WHAT IS NEEDED: When the line with "Neat, I tested" is found, repeat it and all lines that follow it exactly, stopping at the end of the listing.

DATA:
Issue #8038, opened 2019-08-26
Azure builder cleanup on existing resource group does not delete deployment


riezebosch:
There's this limitation on a resource group to only have 800 deployments in history: https://docs.microsoft.com/en-us/azure/azure-subscription-service-limits?WT.mc_id=personal-blog-marouill#resource-group-limits

Because packer uses ARM to create the VM there is a deployment created on each run. For an existing resource group (by using `custom_managed_image_resource_group_name`) you run into this error:

```log
resources.DeploymentsClient#Validate: Failure sending request: StatusCode=409 -- Original Error: autorest/azure: Service returned an error. Status=<nil> Code="DeploymentQuotaExceeded" Message="Creating the deployment 'pkrdpd91j6odngc' would exceed the quota of '800'. The current deployment count is '800', please delete some deployments before creating a new one. Please see https://aka.ms/arm-deploy for usage details."
```

azr:
I put this one on 1.5.0 🙂

ryanhartje:
Hi all,

I've attempted to resolve this, however this would be my first PR to packer. Any guidance is appreciated.

sylviamoss:
Hello! Was this issue solved by PR https://github.com/hashicorp/packer/pull/8496?

ryanhartje:
I was able to reproduce the issue from `master`, then applied my changes and reran the same process, and no longer had an abandoned deployment. I believe this to be resolved.

nywilken:
@ryanhartje thanks for the update. Closing this issue as it has been resolved by #8496. If after the release there are still issues please leave a comment and we'll take a look.

PR #8496, opened 2019-12-17
attempting to resolve deployment quota issue due to non-cleanup

ryanhartje:
I've added a delete for the arm deployment at the end of `Cleanup`, as it doesn't exist currently, and 801 packer builds will trigger bug #8038. Unfortunately, I don't see a mock for the ARM api, nor tests for the create or cleanup in this builder, and am unsure how to go about adding a test here. 

Any feedback is greatly appreciated.

### DIFF
--- a/builder/azure/arm/step_deploy_template.go
+++ b/builder/azure/arm/step_deploy_template.go
@@ -58,6 +58,18 @@ func (s *StepDeployTemplate) deployTemplate(ctx context.Context, resourceGroupNa
 	return err
 }
 
+func (s *StepDeployTemplate) deleteTemplate(ctx context.Context, resourceGroupName string, deploymentName string) error {
+	f, err := s.client.DeploymentsClient.Delete(ctx, resourceGroupName, deploymentName)
+	if err == nil {
+		err = f.WaitForCompletionRef(ctx, s.client.DeploymentsClient.Client)
+	}
+	if err != nil {
+		s.say(s.client.LastError.Error())
+	}
+
+	return err
+}
+
 func (s *StepDeployTemplate) Run(ctx context.Context, state multistep.StateBag) multistep.StepAction {
 	s.say("Deploying deployment template ...")
 
@@ -178,7 +190,7 @@ func (s *StepDeployTemplate) Cleanup(state multistep.StateBag) {
 		ui.Error("Could not retrieve OS Image details")
 	}
 
-	ui.Say(" -> Deployment: " + deploymentName)
+	ui.Say(" -> Deployment Resources within: " + deploymentName)
 	if deploymentName != "" {
 		maxResources := int32(50)
 		deploymentOperations, err := s.client.DeploymentOperationsClient.ListComplete(context.TODO(), resourceGroupName, deploymentName, &maxResources)
@@ -223,5 +235,8 @@ func (s *StepDeployTemplate) Cleanup(state multistep.StateBag) {
 				"Name: %s\n"+
 				"Error: %s", imageName, err))
 		}
+
+		ui.Say(fmt.Sprintf(" -> Deployment: '%s'", deploymentName))
+		s.deleteTemplate(context.Background(), resourceGroupName, deploymentName)
 	}
 }
--- a/builder/azure/arm/step_deploy_template.go
+++ b/builder/azure/arm/step_deploy_template.go
@@ -58,7 +58,12 @@ func (s *StepDeployTemplate) deployTemplate(ctx context.Context, resourceGroupNa
 	return err
 }
 
-func (s *StepDeployTemplate) deleteTemplate(ctx context.Context, resourceGroupName string, deploymentName string) error {
+func (s *StepDeployTemplate) deleteTemplate(ctx context.Context, state multistep.StateBag) error {
+	var resourceGroupName = state.Get(constants.ArmResourceGroupName).(string)
+	var deploymentName = s.name
+	ui := state.Get("ui").(packer.Ui)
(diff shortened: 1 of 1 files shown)


builder/azure/arm/step_deploy_template.go
```diff
@@ -58,6 +58,18 @@ func (s *StepDeployTemplate) deployTemplate(ctx context.Context, resourceGroupNa
 	return err
 }
 
+func (s *StepDeployTemplate) deleteTemplate(ctx context.Context, resourceGroupName string, deploymentName string) error {
```
paulmey: I would call this `deleteDeployment`

builder/azure/arm/step_deploy_template.go
```diff
@@ -223,5 +235,8 @@ func (s *StepDeployTemplate) Cleanup(state multistep.StateBag) {
 				"Name: %s\n"+
 				"Error: %s", imageName, err))
 		}
+
+		ui.Say(fmt.Sprintf(" -> Deployment: '%s'", deploymentName))
```
paulmey: maybe say that we're deleting the deployment itself here

builder/azure/arm/step_deploy_template.go
ryanhartje: This matches the pattern set by the function above it that creates the Template/deploy, but I thought the same thing.

builder/azure/arm/step_deploy_template.go
ryanhartje: That was why I updated the ui bit above to say deleteing the deployment resources, as this is the step that deletes the deployment itself.

paulmey:
The pattern in this builder has been to make functions like `deleteTemplate` replaceable (see the `func` fields in the step struct), which allows you to write unit tests fairly easily. You could then have a test that creates a `multistep.Runner` with just this step where you replaced all the functions to prevent it from actually trying to do anything on the network. You would set a boolean flag if when/if your function gets called and then let the `Runner` run successfully, checking the flag afterwards.

builder/azure/arm/step_deploy_template.go
paulmey: maybe `deleteTemplateDeployment` then? The problem I have with `deleteTemplate` is that the "Template" is just the json representation that is used to create the actual "Deployment" resource. You're deleting the resource, not the json file/string.

SwampDragons: Cleanup always runs, regardless of fail/success. The only time it would not run is if packer literally crashes.

SwampDragons:
@ryanhartje do you need help getting this across the finish line?

ryanhartje:
Hey, sorry I lost sight of this over holidays and after. What's a good place to reach out? Is there a community Slack? Thanks!

SwampDragons:
If you give me your email addr I can add you to the contributors slack.

SwampDragons:
Actually -- it might be easier just to get on the #packer-tool IRC; I don't have permission to add you to the committers slack and I'm not sure when our admin will get around to it

builder/azure/arm/step_deploy_template.go
SwampDragons: Huh. Maybe I commented in the wrong place... I could have sworn there was some comment on here somewhere about someone wondering whether cleanup always ran or just when there was an error.

SwampDragons:
@paulmey the cleanup portion of this step is currently untested. I think the suggestion you're making here would just force us to create a mock and then test the mock, rather than testing actual functionality. Without a sophisticated mock, It doesn't look to me like there are any useful unit tests we can write here.

SwampDragons:
I thought I'd be able to create a simple DeploymentsClient mock, but since we need access to the underlying azure BaseClient to WaitForCompletionRef, there's not a lot I can do without generating a complex mock.

ryanhartje:
I've tested locally and was able to reproduce the bug, and qualify that this PR resolves this. Is the windows test flaky? None of the tests failed, and I don't understand the approach this test takes:
```
--- FAIL: TestStepShutdown_shutdownDelay (2.80s)
    step_shutdown_test.go:138: incorrect duration 2.7976324s
2020/01/22 23:04:07 Suppressing annoying messages in VirtualBox
2020/01/22 23:04:07 Suppressing annoying messages in VirtualBox
2020/01/22 23:04:07 ui error: Error configuring VirtualBox to suppress messages: foo
2020/01/22 23:04:07 ui: Uploading VirtualBox version info (foo)
2020/01/22 23:04:07 VBoxVersionFile is empty. Not uploading.
FAIL
```
I don't understand the value of testing if the shutdown test happens in exactly 2s, and not sure how my pr would impact that.

SwampDragons:
Yeah that's a flaky test. I thought I'd disabled it.

ryanhartje:
Neat, I tested locally and can confirm that this resolves our issue with abandoned deployment artifacts (if you use an existing rg). Please let me know if this needs any other touches.

builder/azure/arm/step_deploy_template.go
```diff
@@ -58,6 +58,23 @@ func (s *StepDeployTemplate) deployTemplate(ctx context.Context, resourceGroupNa
 	return err
 }
 
+func (s *StepDeployTemplate) deleteTemplate(ctx context.Context, state multistep.StateBag) error {
+	var resourceGroupName = state.Get(constants.ArmResourceGroupName).(string)
```
SwampDragons: Is ArmResourceGroupName _always_ set? Otherwise I think the assertion could fail.

SwampDragons: Looks like the answer is yes -- it's either a temp name generated by Packer or a custom name given by the user.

EXERCISE ANSWER:
Neat, I tested locally and can confirm that this resolves our issue with abandoned deployment artifacts (if you use an existing rg). Please let me know if this needs any other touches.

builder/azure/arm/step_deploy_template.go
```diff
@@ -58,6 +58,23 @@ func (s *StepDeployTemplate) deployTemplate(ctx context.Context, resourceGroupNa
 	return err
 }
 
+func (s *StepDeployTemplate) deleteTemplate(ctx context.Context, state multistep.StateBag) error {
+	var resourceGroupName = state.Get(constants.ArmResourceGroupName).(string)
```
SwampDragons: Is ArmResourceGroupName _always_ set? Otherwise I think the assertion could fail.

SwampDragons: Looks like the answer is yes -- it's either a temp name generated by Packer or a custom name given by the user.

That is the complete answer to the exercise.